Although issues like the economy, inflation, and abortion were top-of-mind for voters in the midterm election, concerns over the quality of our nation’s K-12 education system weren’t far behind. That’s the conclusion of a new poll of voters in key battleground states commissioned by the Walton Family Foundation.

The poll found that 72% of voters believe “improving K-12 education” should be a top priority for state lawmakers headed into 2023. Only the economy and inflation ranked higher at 76%.

By a 64% to 34% margin, voters additionally agree that “parents should have more control than they do right now over what their children are being taught in public schools.”

Voters were split on which political party would do a better job addressing education issues, with 45% saying they trust Republicans more and 45% choosing Democrats. Nearly one-third of independent voters say they trust neither political party on issues related to K-12 education.

Asked for their assessment of K-12 education overall, 51% of voters overall and 60% of parent voters specifically believe public schools in their state are “off on the wrong track.”

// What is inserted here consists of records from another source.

Issue #299, opened 2021-11-24
Connector Log Levels


saterus:
I've been doing a lot of debugging with our new logging system. This has exposed a gap in the Airbyte spec related to log level. There's no way to tell a connector what its log level should be. This means that changing a task's log level does not actually cause the connector log level to change. They are stuck at the default level.

Given that there's no way specified in the Airbyte spec, we are left in an uncertain position. We could try and raise an issue in the Airbyte repo with them (to which they may not respond or implement), or we can address this only in our own connectors (which means Airbyte-authored connectors are different, again).

Either way, it would be useful to allow setting the log level. We have a few options for doing this available to us:

1. Add another extension attribute, `estuary.dev/log-level`, and allow setting it in a connector config file.
2. Decide on a well-known environment variable to read in each connector.

In either case, the runtime could launch the connector with the appropriate log level. Changing the shard's log level would cause the connector to restart regardless, so I don't think we'd need to change it on the fly.

psFried:
@saterus  do you have an opinion on which of those two options we should use?

My own 2 cents is that a well-known environment variable (`CONNECTOR_LOG_LEVEL`) is something that we could both start using now, and also propose adding to the spec. Looking at the current spec, I'm not really seeing a benefit to putting in any of those files, especially since some applications may want to configure logging before attempting to parse them.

I’m not surprised by the Walton poll results,” said Dr. Robert Luebke, director of the Center for Effective Education at the John Locke Foundation. “They merely confirm what we’ve been saying for a long time: Parents and voters are not happy with K-12 education. They want policymakers to address their concerns and they also want more educational options. Lawmakers serious about real education reform, will not only note the need to act now and but also work for solutions that truly empower parents.”

According to the poll results, Americans are also still deeply concerned about learning losses from pandemic-induced classroom closures. Seventy-five percent said “students are mostly still behind due to school closures” from the pandemic, while two-thirds of parents said their students have lost learning due to the pandemic. On average, parents said their kids missed 21 days of school in 2021 due to the pandemic.

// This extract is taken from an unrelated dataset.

Issue #315, opened 2021-12-16
maybe: support individual schemas with > 64 properties


jgraettinger:
To make schema validation fast, we use an intern table strategy where we track observed properties using assigned bits in a 64-bit word. Then we can compare against required properties of a schema using a bitmask. The intern table is specific to a single JSON schema, and different schemas, or in-place sibling applications of a common parent schema, use separate intern tables which can each be up to 64 items large.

As for what changes need to be in store for K-12 education, in Oct. 2021 36% of voters said they wanted to see “bold changes” for schools, while that number jumped to 46% by Nov. 2022.

Voters’ top priorities include ensuring that every child is on track in reading, writing, and math; addressing the teacher shortage; offering more career and technical education; and improving security and safety on school grounds.

The survey was of 1,200 actual 2022 voters, including 600 voters in the battleground states of Arizona, Georgia, Michigan, Nevada, Pennsylvania, and Wisconsin. The poll was conducted Nov. 4-8 and had a margin of error of plus or minus 2.83%.